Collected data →
▼

PR #305, opened 2024-01-04
Start Ray on the head and the worker nodes

DenisYay:
The algorithm:
* We connect to the existing Ray instance started in `_start_server_cmds` and initialized inside `http_server.py`. The instance listens on port 6379 (note: the Skypilot ray instance listens on port 6380).
* We start the required number of Ray workers as part of the restart login in `cluster.py`. The workers start on the number of nodes that is derived from cluster.ips (-1 for the head node)
* We await for all workers to join the Ray cluster in `http_server.py` (verified by a call to `ray.nodes()` )
* Once the above completes successfully, we proceed with the restart flow, otherwise an error is thrown

### DIFF
--- a/runhouse/resources/hardware/cluster.py
+++ b/runhouse/resources/hardware/cluster.py
@@ -772,6 +772,8 @@ class Cluster(Resource):
             self.client.use_https = https_flag
             self.client.cert_path = self.cert_config.cert_path
 
+        # Send the ssh restart command to each of the workers
+        
         return status_codes
 
     @contextlib.contextmanager
--- a/runhouse/resources/hardware/cluster.py
+++ b/runhouse/resources/hardware/cluster.py
@@ -1,3 +1,4 @@
+import asyncio
 import contextlib
 import copy
 import json
@@ -10,6 +11,7 @@ import sys
 import threading
 import time
 import warnings
+from concurrent.futures import ProcessPoolExecutor
 from pathlib import Path
 from typing import Any, Dict, List, Optional, Tuple, Union
 
@@ -118,7 +120,7 @@ class Cluster(Resource):
         self.ips = self.ips or [None]
         self.ips[0] = addr
 
-    def save_config_to_cluster(self):
+    def save_config_to_cluster(self, node: str = None):
         config = self.config_for_rns
         if "live_state" in config.keys():
             # a bunch of setup commands that mess up dumping
@@ -128,7 +130,8 @@ class Cluster(Resource):
         self.run(
             [
                 f"mkdir -p ~/.rh; touch {CLUSTER_CONFIG_PATH}; echo '{json_config}' > {CLUSTER_CONFIG_PATH}"
-            ]
+            ],
+            node=node,
         )
 
     @staticmethod
@@ -253,11 +256,22 @@ class Cluster(Resource):
         )
         return self
 
-    def _sync_runhouse_to_cluster(self, _install_url=None, env=None):
-        if not self.address:
-            raise ValueError(f"No address set for cluster <{self.name}>. Is it up?")
+    def _sync_to_nodes(self, _rh_install_url: str, node: str):
+        """Sync to all cluster nodes (head node + workers where relevant)"""
+        try:
+            # Assuming _sync_runhouse_to_cluster and save_config_to_cluster are process-safe
+            self._sync_runhouse_to_cluster(_install_url=_rh_install_url, node=node)
 
+            # TODO: Deprecate once config is stored via Ray
+            # Update the cluster config on the cluster
+            self.save_config_to_cluster(node=node)
+
+        except Exception as e:
+            raise e
+
+    def _sync_runhouse_to_cluster(self, node: str = None, _install_url=None, env=None):
         local_rh_package_path = Path(pkgutil.get_loader("runhouse").path).parent
+        node = node or self.address
 
         # Check if runhouse is installed from source and has setup.py
         if (
@@ -272,6 +286,7 @@ class Cluster(Resource):
             self._rsync(
                 source=str(local_rh_package_path),
                 dest=dest_path,
+                node=node,
                 up=True,
                 contents=True,
                 filter_options="- docs/",
@@ -291,7 +306,7 @@ class Cluster(Resource):
 
         install_cmd = f"{env._run_cmd} {rh_install_cmd}" if env else rh_install_cmd
 
-        status_codes = self.run([install_cmd], stream_logs=True)
+        status_codes = self.run([install_cmd], node=node, stream_logs=True)
 
         if status_codes[0][0] != 0:
             raise ValueError(f"Error installing runhouse on cluster <{self.name}>")
@@ -760,10 +775,9 @@ class Cluster(Resource):
         logger.info(f"Restarting Runhouse API server on {self.name}.")
 
         if resync_rh:
-            self._sync_runhouse_to_cluster(_install_url=_rh_install_url)
-
-        # Update the cluster config on the cluster
-        self.save_config_to_cluster()
+            # Sync Runhouse & configs across all cluster nodes in parallel
+            self._sync_across_all_nodes(_rh_install_url)
+            logger.info("Finished syncing Runhouse to cluster nodes.")
 
         use_custom_cert = self._use_custom_cert
         if use_custom_cert:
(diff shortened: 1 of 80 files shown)


tests/fixtures/on_demand_cluster_fixtures.py
```diff
@@ -79,13 +79,17 @@ def ondemand_https_cluster_with_auth():
...
+    }
     c = rh.ondemand_cluster(**args)
     init_args[id(c)] = args
 
     c.up_if_not()
 
     c.save()
 
-    c.install_packages(["pytest"])
+    c.install_packages(["pytest", "ray"])
```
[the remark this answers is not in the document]
DenisYay: Done

tests/test_resources/test_clusters/test_multinode_cluster.py
```diff
@@ -27,3 +27,14 @@ def test_rsync_and_ssh_onto_worker_node(self, multinode_cpu_cluster):
...
 
         assert "runhouse" in status_codes[0][1]
+
+    @pytest.mark.level("thorough")
+    def test_ray_started_on_worker_node_after_cluster_restart(
+        self, multinode_cpu_cluster
+    ):
+        worker_node = multinode_cpu_cluster.ips[-1]
+
+        multinode_cpu_cluster.restart_server(restart_ray=True)
```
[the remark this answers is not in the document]
DenisYay: Agree, removed

runhouse/resources/hardware/cluster.py
```diff
@@ -698,6 +703,54 @@ def _start_server_cmds(
 
         return cmds
 
+    def _start_ray(self, host, master_host, n_hosts, ray_port):
+        if host == master_host:
+            # Head node
+            if ray.is_initialized():
```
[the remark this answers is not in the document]
DenisYay: Removed the current check.

We could run
`nmap -sV --reason -p 6381 127.0.0.1`

and check that we get

PORT     STATE SERVICE REASON         VERSION
6381/tcp open  redis?  syn-ack

Problem: we need to install nmap.

or

`nc -vv -z 127.0.0.1 6381`

Connection to domain_name 6381 port [tcp/*] succeeded!

But this result is too coarse imho (not Ray specific).

Please let me know if you have a preference between the two, but I don't think it's a blocker for a first merge.

runhouse/resources/hardware/cluster.py
```diff
@@ -698,6 +703,54 @@ def _start_server_cmds(
...
+                logger.info(
+                    f"There is a Ray cluster already running on the head node {master_host}. Shutting it down."
+                )
+                ray.shutdown()
```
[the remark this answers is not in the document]
DenisYay: Yep, removed the coarse code.

runhouse/resources/hardware/cluster.py
```diff
@@ -787,6 +840,17 @@ def restart_server(
...
+            # Restart Ray on the head node and each of the workers
+            # TODO: kill ray on all nodes first. Need to think more of the
+            # multiple multi-node clusters running on the same set of machines case.
+            master_host = self.address
+            n_hosts = len(self.ips)
+            for host in self.ips:
+                self._start_ray(host, master_host, n_hosts, self.DEFAULT_RAY_PORT)
+
+            # logger.info("🎉 All workers present and accounted for 🎉")
+            # logger.info(ray.cluster_resources())
```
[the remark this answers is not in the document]
DenisYay: +1

runhouse/resources/hardware/cluster.py
```diff
@@ -698,6 +703,54 @@ def _start_server_cmds(
...
+            worker_thread = threading.Thread(
+                target=self._wait_for_workers, args=(self, n_hosts)
+            )
+            worker_thread.start()
+
+        else:
+            # Worker node
+            self.run(
+                commands=[
+                    f"sleep 10 && ray start --address={master_host}:{ray_port} --block",
```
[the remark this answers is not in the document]
DenisYay: did you mean the on the worker nodes? I'm not sure that ray start supports that? `ray.init(address="ray://123.45.67.89:6381", namespace="runhouse")` does, but I'm not sure that that's the recommended way to connect to the cluster: https://docs.ray.io/en/latest/ray-core/configure.html#cluster-resources

runhouse/resources/hardware/cluster.py
```diff
@@ -787,6 +840,17 @@ def restart_server(
...
             self.client.cert_path = self.cert_config.cert_path
 
+        if restart_ray:
+            # Restart Ray on the head node and each of the workers
+            # TODO: kill ray on all nodes first. Need to think more of the
+            # multiple multi-node clusters running on the same set of machines case.
+            master_host = self.address
+            n_hosts = len(self.ips)
+            for host in self.ips:
+                self._start_ray(host, master_host, n_hosts, self.DEFAULT_RAY_PORT)
```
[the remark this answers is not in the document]
DenisYay: Yes, I've updated the code to start remotely on the head node and remotely on the workers.

Without the explicit start on the head node, we have two ray servers: 6380 by SkyPilot and 6379 default.

Do you mean we should use the existing 6379 default one and connect the workers to it?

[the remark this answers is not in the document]
DenisYay: As based on an offline convo, we are reusing the existing Ray instance on port 6379

runhouse/resources/hardware/cluster.py
```diff
@@ -698,6 +699,33 @@ def _start_server_cmds(
...
+        public_head_ip = master_host
+
+        # Find the internal IP corresponding to the public_head_ip
+        internal_head_ip = None
+        for internal, external in self.live_state["handle"][
+            "stable_internal_external_ips"
+        ]:
+            if external == public_head_ip:
+                internal_head_ip = internal
+                break
```
dongreenberg, line 713: Nice!

runhouse/resources/hardware/cluster.py
```diff
@@ -787,6 +815,15 @@ def restart_server(
             self.client.use_https = https_flag
             self.client.cert_path = self.cert_config.cert_path
 
+        if restart_ray:
+            # Restart Ray on the head node and each of the workers
+            # TODO: kill ray on all nodes first. Need to think more of the
```
dongreenberg, line 820: We should find out if it dies automatically on the workers when we kill it on the head or if we're really borking them when we pkill the head node.

runhouse/resources/hardware/cluster_factory.py
```diff
@@ -307,6 +307,10 @@ def ondemand_cluster(
         else open_ports
     )
 
+    # Add the new Runhouse Ray port to open_ports if it's not already there
+    if Cluster.DEFAULT_RAY_PORT not in open_ports:
+        open_ports.append(Cluster.DEFAULT_RAY_PORT)
+
```
dongreenberg, line 313: 😬 makes me nervous. If we use internal IPs do we really need to open it? Wouldn't this expose the cluster to the outside world?

tests/test_resources/test_clusters/test_multinode_cluster.py
```diff
@@ -27,3 +27,12 @@ def test_rsync_and_ssh_onto_worker_node(self, multinode_cpu_cluster):
...
         assert "runhouse" in status_codes[0][1]
+
+    @pytest.mark.level("thorough")
+    def test_ray_started_on_worker_node_after_cluster_restart(
+        self, multinode_cpu_cluster
+    ):
+        head_node = multinode_cpu_cluster.ips[0]
+
+        status_codes = multinode_cpu_cluster.run(["ray status"], node=head_node)
+        assert status_codes[0][0] == 0
```
dongreenberg, line 38: We should check that two nodes show up in the output, right?

tests/fixtures/on_demand_cluster_fixtures.py
```diff
@@ -79,7 +79,11 @@ def ondemand_https_cluster_with_auth():
 
 @pytest.fixture(scope="session")
 def multinode_cpu_cluster():
-    args = {"name": "rh-cpu-multinode", "num_instances": 2, "instance_type": "CPU:2+"}
+    args = {
+        "name": "rh-cpu-multinode-777",
```
dongreenberg, line 83: Is 777 lucky?

DenisYay: It was! But it's working now, so seems like we don't need luck any more ;)

runhouse/resources/hardware/cluster_factory.py
DenisYay: Works without, removed.

runhouse/resources/hardware/cluster.py
DenisYay: Seems like 'RAY_HEAD_IP=127.0.0.1 RAY_HEAD_PORT=6379 ray stop' should stop the entire cluster with workers when run on the head node.

tests/test_resources/test_clusters/test_multinode_cluster.py
DenisYay: Does .run() return the console output?

runhouse/resources/hardware/cluster.py
DenisYay: Nope, it doesn't seem to work..

Back to pkill for now. 

The workers do not die automatically, they become orphaned. There seems to be a way to carefully send shutdown commands to them, but need to experiment further. We can probably decouple it from the current PR?

DenisYay: Next to try: python3 -m "import ray; ray.init('ray://localhost:6379'); ray.shutdown()"
https://docs.ray.io/en/latest/ray-core/api/doc/ray.shutdown.html

If that doesn't work, maybe this is a more involved and explicit way:
https://stackoverflow.com/questions/69613739/how-to-kill-ray-tasks-when-the-driver-is-dead

PR #332, opened 2024-01-09
fixtures followed by lambda examples

BelSasha:


tests/test_resources/test_modules/test_functions/test_aws_lambda/test_lambdas_with_fn.py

▲

What you are asked to do → Set the lines down exactly, from the first line of the records to the line where "on port 6380)." appears, with both ends kept.

Completed exercise →
PR #305, opened 2024-01-04
Start Ray on the head and the worker nodes

DenisYay:
The algorithm:
* We connect to the existing Ray instance started in `_start_server_cmds` and initialized inside `http_server.py`. The instance listens on port 6379 (note: the Skypilot ray instance listens on port 6380).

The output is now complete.